TASK BRIEF: Gather each line containing the string "clippy" from these entries.

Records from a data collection
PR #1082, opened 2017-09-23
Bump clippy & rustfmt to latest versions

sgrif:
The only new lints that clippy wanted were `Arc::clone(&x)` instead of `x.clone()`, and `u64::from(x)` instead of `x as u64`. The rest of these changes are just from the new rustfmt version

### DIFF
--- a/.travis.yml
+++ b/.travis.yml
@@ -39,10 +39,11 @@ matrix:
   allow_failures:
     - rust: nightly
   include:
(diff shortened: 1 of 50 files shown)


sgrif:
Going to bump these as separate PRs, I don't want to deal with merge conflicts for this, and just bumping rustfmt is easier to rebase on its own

YOUR RESPONSE:
Bump clippy & rustfmt to latest versions
The only new lints that clippy wanted were `Arc::clone(&x)` instead of `x.clone()`, and `u64::from(x)` instead of `x as u64`. The rest of these changes are just from the new rustfmt version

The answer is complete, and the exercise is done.